An individual's preferences can be complicated. The project investigates whether people's preferences do, in fact, conform to the CP-net (conditional preference network) formalism, how such preferences can be combined according to different voting methods, and how vulnerable those methods are to manipulation or "strategic voting." Finally, the very large corpus of preference data from the Netflix Challenge is used to build statistical models of the efficiency of manipulation algorithms and to compare the performance of different consensus methods.
Laboratory experiments will check whether people exhibit preferences that can be modeled by CP-nets. The project extends ideas from aggregation in Bayesian networks (models of conditional probabilities) to aggregation in CP-nets (models of conditional preferences).
The team investigates how statistical inference from noisy data relates to or interacts with strategic manipulability and bribery. The project extends behavioral social choice and computational social choice on voting systems, and the manipulation thereof, from preferences expressed as ratings, rankings, or subsets to preferences expressed as CP-nets.

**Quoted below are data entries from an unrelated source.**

PR #576, opened 2023-08-28
Add pytest-xdist

GernotMaier:
Allows to run tests in parallel on all available core in your local environment. This significantly accelerates testing. This is for developers only.

Use with `pytest -n auto tests/unit_tests`.

More info at https://pytest-xdist.readthedocs.io/en/latest/

### DIFF
--- a/environment.yml
+++ b/environment.yml
@@ -11,6 +11,7 @@ dependencies:
   - pre-commit
   - pytest
   - pytest-cov
+  - pytest-xdist
   - scipy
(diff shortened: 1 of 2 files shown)


orelgueta (approved):
Haven't tried it but the changes themselves look good so I approve.

GernotMaier:
Thanks for merging - just want to add that I've added also a remark in the documentation (documentation-update-developer-section branch)

PR #577, opened 2023-08-29
Fix issues with installed packages in the containers

orelgueta:
Remove unnecessary packages from the dev/prod docker files since they are already included in the sim_telarray docker files. Add bc and zstd to the sim_telarray image. Remove unnecessary krb packages from the sim_telarray docker file.


GernotMaier (approved):
All good, thanks!.

PR #579, opened 2023-08-29
Add tests for general.py

orelgueta:


tests/unit_tests/utils/test_general.py
```diff
@@ -337,3 +413,258 @@ def test_get_file_age(tmp_test_directory):
...
+    )
+
+
+def test_file_has_text(tmp_test_directory) -> None:
+    file = tmp_test_directory / "test_file_has_text.txt"
+    text = "test"
+    with open(file, "w") as f:
+        f.write(text)
+    assert gen.file_has_text(file, text)
+    assert not gen.file_has_text(file, "test2")
```
GernotMaier, line 449: What is the expected return for an empty file? I guess False? Worth testing?

tests/unit_tests/utils/test_general.py
```diff
@@ -337,3 +413,258 @@ def test_get_file_age(tmp_test_directory):
...
+def test_log_level_from_user() -> None:
+    """
+    Test get_log_level_from_user() function.
+    """
+    assert gen.get_log_level_from_user("info") == logging.INFO
+    assert gen.get_log_level_from_user("debug") == logging.DEBUG
+    assert gen.get_log_level_from_user("warn") == logging.WARNING
+    assert gen.get_log_level_from_user("warning") == logging.WARNING
+    assert gen.get_log_level_from_user("error") == logging.ERROR
+    assert gen.get_log_level_from_user("critical") == logging.CRITICAL
```
GernotMaier, line 583: We use nowhere in the code critical. Is this necessary?

GernotMaier (changes requested):
Very minor comments. (quite some functions of general.py I did not know about)

tests/unit_tests/utils/test_general.py
orelgueta: The function would have failed cause you cannot mmap an empty file. Generally I am of the opinion that we should allow python to raise its own error in this case. However, in this specific case I added a `try...except` to deal with that case and the case where the file does not exist (and the appropriate tests).

tests/unit_tests/utils/test_general.py
orelgueta: Yes the test is necessary cause it's an available option for logging and we might use it at some point in the future.

orelgueta:
Thanks for the review! I added the requested test/use case.

tests/unit_tests/utils/test_general.py
GernotMaier: ok!

GernotMaier (approved):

The team investigates the performance of voting methods and the efficiency of manipulation schemes on real preference data from the Netflix challenge data set. These data, namely hundreds of thousands of (slightly perturbed) personal rankings of movies, were released several years ago for data-mining purposes. One can extract individual "elections" based on the rankings of a small set of movies, evaluate and compare various aggregation methods and empirically characterize voting scenarios that are especially susceptible or especially resilient to strategic manipulation.
Among the broader impacts of the research, beyond the integration and cross-fertilization of several distinct research areas spanning several scientific disciplines, are the development of more adequate individual and collective decision making tools, that will help individuals, groups, organizations, and society to improve decision making.